Is there any other communication she can use? How old is this child? Can his father's number be provided to her instead? How often is this kid in your care? Etc. You have a right to boundaries. If you don't feel that she would use it properly, and she can communicate with her son via his father, then that's what her ex should give her. You did not say she wanted it for an emergency. You said she wanted it "to keep in contact with their son". So why YOU and not DH?
I have had very little communication with the sks' BM directly and she was not the type of person I wanted a relationship with. We kept a land line and if she could not reach the kids on their own phones, she used the house line like everyone else. The kids also called her on that line if they were not able to use another phone. I did occasionally receive a call from the kids via their mom's phone so I had the number (and she had mine) but she did not call me directly, nor did I call her. I only kept the number in case of an emergency. Keeping in contact did not involve me.

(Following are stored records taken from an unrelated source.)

PR #5235, opened 2025-10-07
Add secret format support to AWS Secrets Manager

rporres:
The idea is to be able to control the format of the secret copied to Secrets Manager from Vault in case that the secret shape in Vault is not what we need in Secrets Manager.

We needed to implement _unflatten_dict to convert flat dictionaries with dotted keys (e.g., "db.password") into nested structures for Jinja2 template processing. Add conflict detection to prevent ambiguous key paths like {"a.b": 1, "a.b.c": 2}.

This work is needed in the context of APPSRE-12414

Assisted-by: Claude <noreply@anthropic.com>


reconcile/utils/terrascript_aws_client.py
```diff
@@ -1,6 +1,7 @@
 # ruff: noqa: N801
 from __future__ import annotations
 
+####
```
chassing, line 4: ?

chassing (approved):
Except the nit. LGTM

reconcile/utils/terrascript_aws_client.py
rporres: a leftover from a comment I wrote 😅

reconcile/utils/terrascript_aws_client.py
```diff
@@ -5832,6 +5840,66 @@ def populate_tf_resource_secrets_manager(self, spec: ExternalResourceSpec) -> No
...
+
+        return result
+
+    @staticmethod
+    def _apply_secret_format(
+        secret_format: str, secret_data: dict[str, str]
+    ) -> dict[str, str]:
+        # Convert flat dict with dotted keys to nested dict for Jinja2
+        nested_secret_data = TerrascriptClient._unflatten_dotted_keys_dict(secret_data)
+        rendered_data = process_jinja2_template(secret_format, nested_secret_data)
```
hemslo, line 5886: @rporres since this is a new feature, how about we put `secret_data` in a new var to avoid structure change?

Like this

```python
rendered_data = process_jinja2_template(secret_format, {"secret": secret_data})
```

so the jinja template is

```
{"password":"{{ secret["db.password"] }}","username":"{{ secret["db.user"] }}"}
```

Btw there is a similar feature [output_format](https://github.com/app-sre/qontract-schemas/blob/main/schemas/openshift/terraform-output-format-1.yml) which enforce result to be `dict` in schema, should we do the same? It will be something like this:

```yaml
    secret_format:
      password: '{{ secret["db.password"] }}'
      username: '{{ secret["db.username"] }}'
```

If you think she would call or text or involve you in things that are really to be handled by your husband, then I would proceed very very cautiously. They're going through a contentious time and you and your children do not need to be dragged into it. Even if you only see her at drop offs or pickups, practice saying, "That is between you and DH" if she tries to reel you in. I firmly disagree with the person who thinks that you should allow her to dump on you about your husband. She needs to find a friend to do that, not his wife.

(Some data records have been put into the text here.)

PR #5670, opened 2026-07-13
fix(ldap-users-api): remove deleted user from GABI signoffManagers too

fltataru:
## Summary
  - `remove_user_from_gabi` in `reconcile/ldap_users_api/mr_builder.py` only removed the offboarded user from `users[]`, never from `signoffManagers[]`
  - This left dangling `$ref`s pointing at deleted user files whenever the offboarded user was also a GABI signoff manager, which fails app-interface's reference
  validation and blocks the bot's automerge delete-user MR
  - Found while unblocking [!196496](https://gitlab.cee.redhat.com/service/app-interface/-/merge_requests/196496) (delete user ahrabovs) in app-interface, where this hit exactly that case in 2 gabi-instance files

  ## Changes
  - Strip matching `$ref` entries from both `users` and `signoffManagers` when present
  - Guard on field presence (some fixtures/older files may omit `signoffManagers`) to avoid a KeyError
  - If a user was the sole signoff manager, the list is written out as `signoffManagers: []` rather than crashing or leaving it untouched — schema allows an empty 
  list (no minItems), though this may still warrant a manual follow-up to designate a replacement signoff manager

  ## Test plan
  - [x] Added `test_remove_user_from_gabi_sole_signoff_manager` covering the empty-list case
  - [x] Updated `GABI_YAML`/`GABI_YAML_ALICE_REMOVED` fixtures to include `signoffManagers`
  - [x] `pytest reconcile/test/ldap_users_api/` — 37 passed
  - [x] `ruff check` and `mypy` clean on changed files

## Summary by CodeRabbit

- **Bug Fixes**
  - Removing a user now also removes them from sign-off manager lists.
  - Sign-off manager fields are handled correctly, including when the removed user is the only entry or when the field is missing.

- **Tests**
  - Extended YAML fixtures and assertions to cover removal from both user and sign-off manager lists.
  - Added test cases for the sole sign-off manager scenario and for missing sign-off manager fields.

### DIFF
--- a/reconcile/ldap_users_api/mr_builder.py
+++ b/reconcile/ldap_users_api/mr_builder.py
@@ -24,19 +24,26 @@ FileSyncFileOp = FileSyncCreate | FileSyncDelete | FileSyncUpdate
 
 
 def remove_user_from_gabi(raw_yaml: str, username: str) -> str:
-    """Remove user from GABI users list.
+    """Remove user from GABI users and signoffManagers lists.
 
-    Removes entries from content["users"] where $ref contains the username.
+    Removes entries from content["users"] and content["signoffManagers"]
+    where $ref contains the username.
     """
     yaml = create_ruamel_instance(explicit_start=True)
     content = yaml.load(raw_yaml)
 
-    original_length = len(content["users"])
-    content["users"] = [
-        user for user in content["users"] if Path(user["$ref"]).stem != username
-    ]
+    changed = False
+    for field in ("users", "signoffManagers"):
+        if field not in content:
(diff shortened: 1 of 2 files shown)


fishi0x01 (approved):
LGTM. Solid, minimal fix that matches the file's existing conventions. Recommend adding one test for the missing-`signoffManagers`-key guard path before merging, since that's the specific scenario the guard was written for.

chassing (approved):

hemslo (approved):
LGTM!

RE: weekend visitation or such, that is between the parents. Your DH should talk to you to make sure you don't have a conflict, but it's not your job to arrange his time with his child with his ex. They need to communicate and if they can't talk nicely on the phone, that's what email is for. I helped raise my SD from the time she was 6 and never had a need for weekly communication with her mother.
ETA: if she knows that a legal battle is coming, I find her timing suspicious. So keep your eyes peeled and very firm boundaries!